In an interview with Lloyd's List during the Global Liner Shipping Asia conference, Nixon said:"We need to somehow find a way in collaboration with our customers to have more stability in the way that we price."
He said container shipping had become a commoditised industry, where rates were set by supply and demand, but the supply and demand side had currently lost its equilibrium due to various factors, leading to volatility and sharp swings in rates
"One area that probably doesn't help the situation is the Shanghai Containerised Freight Index, which offers complete transparency to what the spot market is doing week by week and that is simply exacerbating the situation."
Nixon said container shipping had become a commoditised industry, where rates were set by supply and demand. But the supply and demand side had lost its equilibrium, leading to volatility and sharp swings in rates.
"Carriers cannot control prices," Nixon said. "We live in a regulatory environment where players cannot come together and decide on pricing levels. The ability to control price is simply not there and we are working on pure economics, which is why we are seeing such volatility."
This was good for neither lines nor their customers, he added.
"I know our customers hate it; it also adds a lot of complexity into the way we do our business in terms of trying to forecast results and how we do our invoicing."
An emphasis on spot market pricing was distorting the industry, Nixon said.
"Some customers want to be on long-term contracts and some want to work the spot market, we understand that, but if you want to have a spot rate that's what you get this week, subject to space and equipment. But if you want a long-term contract we have to protect that space and keep the customer happy, and we can't mix up the two. But that's where we've got to in the industry at the moment, where there's a lot of complexity and pricing volatility."

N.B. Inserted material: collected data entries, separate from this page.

PR #2413, opened 2020-01-29
validation: Export rules missing in <14.6.0 using legacy names

IvanGoncharov:
It's recommended to update to 14.6.0 and start using correct exports
added in #2400 but if you stuck on the earlier version you could use these
exports as a temporary workaround.
Note: these exports are deprecated and will be removed in v16


IvanGoncharov:
@trevor-scheer Can you please review it?

PR #2419, opened 2020-01-30
Add support for adding description to schema

IvanGoncharov:
Implements https://github.com/graphql/graphql-spec/pull/466

### DIFF
--- a/src/utilities/__tests__/getIntrospectionQuery-test.js
+++ b/src/utilities/__tests__/getIntrospectionQuery-test.js
@@ -18,7 +18,7 @@ describe('getIntrospectionQuery', () => {
     );
   });
 
-  it('include "isRepeatable" field', () => {
+  it('include "isRepeatable" field on directives', () => {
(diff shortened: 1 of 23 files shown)


src/utilities/__tests__/getIntrospectionQuery-test.js
```diff
@@ -18,7 +18,19 @@ describe('getIntrospectionQuery', () => {
     );
   });
 
-  it('include "isRepeatable" field', () => {
+  it('include "isRepeatable" field on directives', () => {
```
leebyron: Is this related to the isRepeatable change? Or just piggybacking in more tests?

IvanGoncharov: @leebyron Thanks for the review 👍 
Just copy-pasted tests for `isRepeatable` as starting point for testing that schema's description is present but forgot to change them.
I wrote a new test and committed them.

The impact of this volatility can be seen in lines'financial results over the past couple of quarters. The 16 of the top 20 lines that report financial data reported an average operating margin of just 2.6% in the second quarter, which while positive in some respects, is not good by any industry standard.
However, within those figures lies a large range of numbers, with lines such as Wan Hai delivering an operating margin of 11% and others working in negative territory.
"Fortunately, at NYK we're in positive territory but we continue to be buffeted by the global markets," Nixon said.
There were several factors behind the spread in results, Nixon said, but an apples-to-apples comparison was not always easy.
"Some carriers are adding their logistics businesses into their results, some their terminal businesses. Others include shipbuilding subsidies and there is some beautification of results ahead of IPOs, so there are quite a few moving parts."
But overall, scale was an important factor.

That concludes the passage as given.